There is already some evidence of inflation becoming entrenched. Businesses are putting up prices to compensate for increased input costs – plus some more either with the expectation of more inflation to come, or to enhance profitability.
No one really knows what threshold the cash rate will have to reach to get inflation under control. During the last inflation crisis in the 1970s, it was found the cash rate needed to be higher than the inflation rate to bring inflation down.
Today however, household debt levels are multiples times more than during the 1970s – in many cases unprecedented. One would expect debt would act as a multiplier, with the result that interest rates do not necessarily have to increase as much to obtain the same pull back in spending than during the 1970s.
We also measure inflation differently to that of the late 1970s. The CPI is a product of a basket of goods with different weights. Some items have been removed (e.g. house asset prices), and most of the weights are now different. For example, if United States CPI was calculated today using the same 1980 methodology, the result would be 17 percent, almost twice today’s official measure of 8.5%. With all other factors being equal (i.e household debt), this could that mean the cash rate now has to exceed the inflation by double.

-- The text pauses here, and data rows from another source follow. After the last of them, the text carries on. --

PR #5542, opened 2022-05-11
Use codegen for TypeScript definitions.

prideout:
This is a bit fancy because it modifies a file rather than generating
one from scratch.


tools/codegen-options/README.md
```diff
@@ -28,13 +28,13 @@ include:
 - If the default value of a field is a vector, it must be in the form: `{ x, y, z }`.
 - The type of every struct field must be specified without any whitespace (e.g. `Texture*`).
 - There must be no string literals that contain keywords.
-- Enum names must be disambiguated when they appear in a struct field default value.
+- Enums must be fully qualified when they appear in struct field types and default values.
```
pixelflinger, line 31: do you think it's a restriction we could lift later?

pixelflinger (approved):

tools/codegen-options/README.md
prideout: Yes I think we should try to make this better in the future.  Another weird thing is that the JS bindings scope all these things under "View", which I'm not sure is still appropriate, now that we have top-level options.  It works because of the aliases.

By the way, initially I thought it would be cool to use C++ as ground truth but I'm less confident now.  (eg. think of all the different ways to initialize a float3...). However I'm 100% sure that we made the right decision with Go, it has a great templating system and it will be fairly easy to migrate it over to an IDL if we want.

pixelflinger: One downside of using an IDL is that until you generate the files you don't have IDE support for the changes/types. So if it's part of the build system (which we will probably want eventually), it becomes really annoying during development.

I think I still prefer to keep C++ as the ground truth and limit the allowed syntax.

prideout: Okay, that's an excellent point.  The  script needs to be better at catching unsupported syntax though.  Baby steps.

PR #5546, opened 2022-05-12
codegen: improve handling of enums

prideout:


pixelflinger (approved):
nice. Is fully qualification supported but not necessary?

PR #5556, opened 2022-05-13
Bstringham/geosp 263 config params resubmit (#2057) (#5470) (#5537)

BStringhamVRSK:
Resubmitting this PR because the other one (#5537) was closed and couldn't be reopened.


filament/src/details/Engine.cpp
```diff
@@ -188,6 +217,13 @@ FEngine::FEngine(Backend backend, Platform* platform, void* sharedGLContext) :
     // (it may not be the case)
     mJobSystem.adopt();
 
+    const size_t MB = 1024U * 1024U;
```
pixelflinger, line 220: constexpr and call it `MiB` which is more accurate (MB refers to 1000x1000)

filament/src/details/Engine.cpp
```diff
@@ -583,7 +619,10 @@ int FEngine::loop() {
     JobSystem::setThreadName("FEngine::loop");
     JobSystem::setThreadPriority(JobSystem::Priority::DISPLAY);
 
-    mDriver = mPlatform->createDriver(mSharedGLContext);
+    DriverConfig driverConfig { .handleArenaSize = mDriverHandleArenaSize };
+    mDriver = mPlatform->createDriver(mSharedGLContext, driverConfig);
+    mDriverHandleArenaSize = driverConfig.handleArenaSize;      // Get updated handle arena size in case driver changed it
```
pixelflinger, line 624: Same comments as above

filament/src/details/Engine.h
```diff
@@ -126,19 +126,25 @@ class FEngine : public Engine {
...
-    static constexpr size_t CONFIG_PER_RENDER_PASS_ARENA_SIZE   = filament::CONFIG_PER_RENDER_PASS_ARENA_SIZE;
-    static constexpr size_t CONFIG_PER_FRAME_COMMANDS_SIZE      = filament::CONFIG_PER_FRAME_COMMANDS_SIZE;
-    static constexpr size_t CONFIG_MIN_COMMAND_BUFFERS_SIZE     = filament::CONFIG_MIN_COMMAND_BUFFERS_SIZE;
-    static constexpr size_t CONFIG_COMMAND_BUFFERS_SIZE         = filament::CONFIG_COMMAND_BUFFERS_SIZE;
+    // Creation parameters
+    size_t mMinCommandBufferSize;           // minimum size of command buffer (in bytes)
+    size_t mCommandBufferSize;              // size of command buffer (in bytes)
+    size_t mPerFrameCommandsSize;           // size of the high-level draw commands buffer (in bytes)
+    size_t mPerRenderPassArenaSize;         // size of the per-pass arena buffer (in bytes)
+    size_t mDriverHandleArenaSize;          // size of driver handle arena (in bytes)
```
pixelflinger, line 134: move these in the `private` section towards the bottom (with all the other private fields)

filament/src/details/Engine.h
```diff
@@ -126,19 +126,25 @@ class FEngine : public Engine {
...
 
 public:
     static FEngine* create(Backend backend = Backend::DEFAULT,
-            Platform* platform = nullptr, void* sharedGLContext = nullptr);
+            Platform* platform = nullptr, void* sharedGLContext = nullptr,
+            const Config* config = nullptr);
+
+    static void validateConfig(const Config* srcConfig, Config& validConfig) noexcept;
```
pixelflinger, line 141: this shouldn't be public.

filament/src/details/Engine.cpp
```diff
@@ -167,7 +196,7 @@ static constexpr float4 sFullScreenTriangleVertices[3] = {
 // these must be static because only a pointer is copied to the render stream
 static const uint16_t sFullScreenTriangleIndices[3] = { 0, 1, 2 };
 
-FEngine::FEngine(Backend backend, Platform* platform, void* sharedGLContext) :
+FEngine::FEngine(Backend backend, Platform* platform, void* sharedGLContext, const Config& configParams) :
```
pixelflinger, line 199: I think it's fine to use a reference here (so it can't be nullptr) but in that case, I would move this parameter in 2nd position after `backend`.

Also name the parameters the same in the header and in the cpp (e.g. `config` in both cases).

pixelflinger (changes requested):

filament/backend/src/opengl/OpenGLDriver.cpp
```diff
@@ -136,7 +136,9 @@ Driver* OpenGLDriver::create(
         }
     }
 
-    OpenGLDriver* const driver = new OpenGLDriver(ec);
+    size_t defaultSize = FILAMENT_OPENGL_HANDLE_ARENA_SIZE_IN_MB * 1024U * 1024U;
+    driverConfig.handleArenaSize = std::max(driverConfig.handleArenaSize, defaultSize);
```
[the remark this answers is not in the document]
BStringhamVRSK: The problem is that each backend has a (potentially) different default handle arena size, driven by a different #define value: 
FILAMENT_OPENGL_HANDLE_ARENA_SIZE_IN_MB = 4 FILAMENT_METAL_HANDLE_ARENA_SIZE_IN_MB = 8
FILAMENT_VULKAN_HANDLE_ARENA_SIZE_IN_MB = 8

That is also why the DriverConfig passed into createDriver is not a const.  Only the driver knows how to validate the handle arena size because only it has the default values.  CreateDriver potentially modifies the DriverConfig.handleArenaSize when it validates the value.  Engine can then look at the modified value, if it desires.  Currently, Engine stores the validated value for reference after createDriver is called.

filament/backend/include/backend/Platform.h
```diff
@@ -56,7 +60,7 @@ class UTILS_PUBLIC Platform {
      *
      * @return nullptr on failure, or a pointer to the newly created driver.
      */
-    virtual backend::Driver* createDriver(void* sharedContext) noexcept = 0;
+    virtual backend::Driver* createDriver(void* sharedContext, DriverConfig& driverConfig) noexcept = 0;
```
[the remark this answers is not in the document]
BStringhamVRSK: See my other comment about default handle arena sizes.

filament/backend/include/backend/Platform.h
```diff
@@ -37,6 +37,10 @@ class UTILS_PUBLIC Platform {
         uintptr_t image = 0;
     };
 
+    struct DriverConfig {
+        size_t handleArenaSize = 0; // size of handle arena in bytes
```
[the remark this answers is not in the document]
BStringhamVRSK: Fixed

filament/src/details/Engine.cpp
```diff
@@ -61,11 +62,13 @@ namespace filament {
...
 using namespace filaflat;
 
-FEngine* FEngine::create(Backend backend, Platform* platform, void* sharedGLContext) {
+FEngine* FEngine::create(Backend backend, Platform* platform, void* sharedGLContext, const Config *config) {
     SYSTRACE_ENABLE();
     SYSTRACE_CALL();
 
-    FEngine* instance = new FEngine(backend, platform, sharedGLContext);
+    Config validConfig;
+    validateConfig(config, validConfig);
```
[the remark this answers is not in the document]
BStringhamVRSK: Fixed in my next update.

filament/src/details/Engine.cpp
```diff
@@ -83,7 +86,10 @@ FEngine* FEngine::create(Backend backend, Platform* platform, void* sharedGLCont
             delete instance;
             return nullptr;
         }
-        instance->mDriver = platform->createDriver(sharedGLContext);
+        DriverConfig driverConfig{ .handleArenaSize = instance->mDriverHandleArenaSize };
```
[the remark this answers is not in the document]
BStringhamVRSK: See my other comment about default handle arena size.

filament/src/details/Engine.cpp
BStringhamVRSK: Fixed in my next update.

filament/src/details/Engine.h
BStringhamVRSK: Fixed in my next update.

filament/src/details/Engine.h
BStringhamVRSK: Fixed in my next update.

filament/src/details/Engine.cpp
BStringhamVRSK: Fixed in my next update.

filament/backend/src/opengl/OpenGLDriver.cpp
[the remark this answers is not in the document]
pixelflinger: It doesn't seem like FEngine needs it actually. So let's not store it in FEngine there is no point.
I really don't like in/out values -- so I think we don't store the modified value in FEngine (Which we don't need), then we can keep the parameter as const.

filament/src/details/Engine.cpp
```diff
@@ -130,6 +138,27 @@ void FEngine::createAsync(CreateCallback callback, void* user,
...
+        return;
+    }
+
+    validConfig.minCommandBufferSizeMB = max((uint32_t)FILAMENT_MIN_COMMAND_BUFFERS_SIZE_IN_MB, config->minCommandBufferSizeMB);
+    validConfig.minCommandBufferSizeMB = max(config->perFrameCommandsSizeMB, validConfig.minCommandBufferSizeMB);                   // As a rule of thumb use the same value as perFrameCommandsMB
+    validConfig.commandBufferSizeMB = max(config->commandBufferSizeMB, validConfig.minCommandBufferSizeMB * NUM_FRAMES_OVERLAP);
+    validConfig.perFrameCommandsSizeMB = max((uint32_t)FILAMENT_PER_FRAME_COMMANDS_SIZE_IN_MB, config->minCommandBufferSizeMB);
+    validConfig.perRenderPassArenaSizeMB = max((uint32_t)FILAMENT_PER_RENDER_PASS_ARENA_SIZE_IN_MB, config->perRenderPassArenaSizeMB);
+    validConfig.perRenderPassArenaSizeMB = max(validConfig.perRenderPassArenaSizeMB, validConfig.perFrameCommandsSizeMB + ARENA_COMMANDS_DELTA);    // Enforce pre-render-pass arena rule-of-thumb
+    validConfig.driverHandleArenaSizeMB = config->driverHandleArenaSizeMB;      // This value gets validated during driver creation, so pass it through
```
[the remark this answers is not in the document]
BStringhamVRSK: Marking this as resolved, based on our other conversations.  The driver will validate, but not modify the config value.

filament/backend/src/opengl/OpenGLDriver.cpp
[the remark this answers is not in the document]
BStringhamVRSK: Based on this and our other conversations, I will take this approach:
* Engine::Config will continue to contain a parameter for the driver handle arena size and pass it through to Driver.
* The driver will validate the value, but not modify the config struct value.
* DriverConfig will be passed as a const.
* FEngine does need to store the requested driver handle arena size so it can be used later in FEngine::loop(), but I will not read back the value to discover the validated size.

filament/src/details/Engine.cpp
```diff
@@ -130,6 +135,27 @@ void FEngine::createAsync(CreateCallback callback, void* user,
...
 }
 
+Engine::Config FEngine::validateConfig(const Config* config) noexcept
+{
+    constexpr uint32_t ARENA_COMMANDS_DELTA = 1;    // Rule of thumb: perRenderPassArenaMB must be roughly 1 MB larger than perFrameCommandsMB
+    constexpr uint32_t NUM_FRAMES_OVERLAP = 3;      // Number of potential concurrent frames in flight
+
+    Config validConfig;
+    if (config == nullptr)
+    {
```
pixelflinger, line 145:
```suggestion
    if (!config) {
```

filament/src/details/Engine.h
```diff
@@ -356,8 +353,16 @@ class FEngine : public Engine {
     backend::Handle<backend::HwTexture> getZeroTextureArray() const { return mDummyZeroTextureArray; }
     backend::Handle<backend::HwTexture> getOneIntegerTextureArray() const { return mDummyOneIntegerTextureArray; }
 
+    size_t getMinCommandBufferSize()    { return mMinCommandBufferSize; }
+    size_t getCommandBufferSize()       { return mCommandBufferSize; }
+    size_t getPerFrameCommandsSize()    { return mPerFrameCommandsSize; }
+    size_t getPerRenderPassArenaSize()  { return mPerRenderPassArenaSize; }
+    size_t getRequestedDriverHandleArenaSize() { return mRequestedDriverHandleArenaSize; }
```
pixelflinger, line 360: all these should be `const noexcept`

pixelflinger (changes requested):
Just a few comments (see inlines). Looks pretty good. Thank you!

bejado (approved):

filament/backend/src/metal/MetalDriver.mm
```diff
@@ -40,24 +40,26 @@
...
+    return MetalDriver::create(platform, driverConfig);
 }
 
 UTILS_NOINLINE
-Driver* MetalDriver::create(MetalPlatform* const platform) {
+Driver* MetalDriver::create(MetalPlatform* const platform, const Platform::DriverConfig& driverConfig) {
     assert_invariant(platform);
-    return new MetalDriver(platform);
+    size_t defaultSize = FILAMENT_METAL_HANDLE_ARENA_SIZE_IN_MB * 1024U * 1024U;
+    Platform::DriverConfig validConfig { .handleArenaSize = std::max(driverConfig.handleArenaSize, defaultSize) };
```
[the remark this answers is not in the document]
BStringhamVRSK: I would have done that, but the constructor passes the handleArenaSize to the mHandleAllocator via a member initializer list.  I would have to inline all of that validation, which seems pretty messy.

filament/src/details/Engine.cpp
BStringhamVRSK: Yeah, that's my C# showing through :) .  Most of my career has been spent in C++, but recent years have focused on C#.

romainguy:
Related task in our projects: https://github.com/google/filament/projects/10#card-12101085

romainguy:
This changes fixes issue #2057

BStringhamVRSK:
@romainguy @pixelflinger @bejado 
Can someone help with the JS bindings?  I am out of my depth there, trying to figure out how the emscripten bindings and argument pass-throughs work.

Take a look at my most recent changes to `JSBindings.cpp` and `extensions.js`.  Clearly doing something wrong, but unsure how to fix it.

prideout:
@[BStringhamVRSK](https://github.com/BStringhamVRSK) you can just revert the JavaScript and TypeScript stuff for now, we can use default config and I can expose this stuff to web later.

pixelflinger (changes requested):
I proposed better explanations for the buffers.

BStringhamVRSK:
> 

@prideout I have rolled back my changes to `extensions.js`, `filament.d.ts`, and `jsbindings.cpp`.
I'm not sure that Web will compile, but it wasn't compiling before.

BStringhamVRSK:
@pixelflinger 
I committed your suggested changes to the buffer explanations.  The commit that GitHub created lists you as a co-author, which is fine.  But, now it is saying that you do not have an authorized `Contributer Licensing Agreement`, and is now failing all builds because of that.  I assume you can work around this?

pixelflinger:
@BStringhamVRSK you now need to update the `RELEASE_NOTES.md`.  Add a line there, something like "- engine: Add memory configuration parameters to Engine"
Sorry about that!

BStringhamVRSK:
> @BStringhamVRSK you now need to update the `RELEASE_NOTES.md`. Add a line there, something like "- engine: Add memory configuration parameters to Engine" Sorry about that!

No problem.  Just pushed up that change.

pixelflinger:
The web build is still failing, @prideout? (can you advise?).

prideout (approved):
LGTM, when merging this should definitely be squashed.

Inflation is the number One Priority
While predicting the future of inflation and interest rate movements are murky, one thing is clear. The RBA, like most central banks, is committed to getting inflation under control.
“The RBA is committed to ensuring that the current period of higher inflation is only temporary and it will do what is necessary to bring inflation back to target.” remarked Philip Lowe during his address to the Australian Strategic Business Forum 2022.
Late last month, United States Federal Reserve Chair Jerome Powell delivered a short and direct speech at Jackson Hole. “Price stability is the responsibility of the Federal Reserve and serves as the bedrock of our economy. Without price stability, the economy does not work for anyone.”
Today’s statement on the momentary policy decision borrows the Fed’s reference to price stability, “Price stability is a prerequisite for a strong economy and a sustained period of full employment.”
For over two decades, leveraged markets and the heavily indebted has come to expect and depend upon a pivot in monetary policy (or Fed Put) as soon as markets show some sign of softening. In most of these cases, central banks were trying to generate some inflation to get back within target bands. The difference today is we have too much inflation.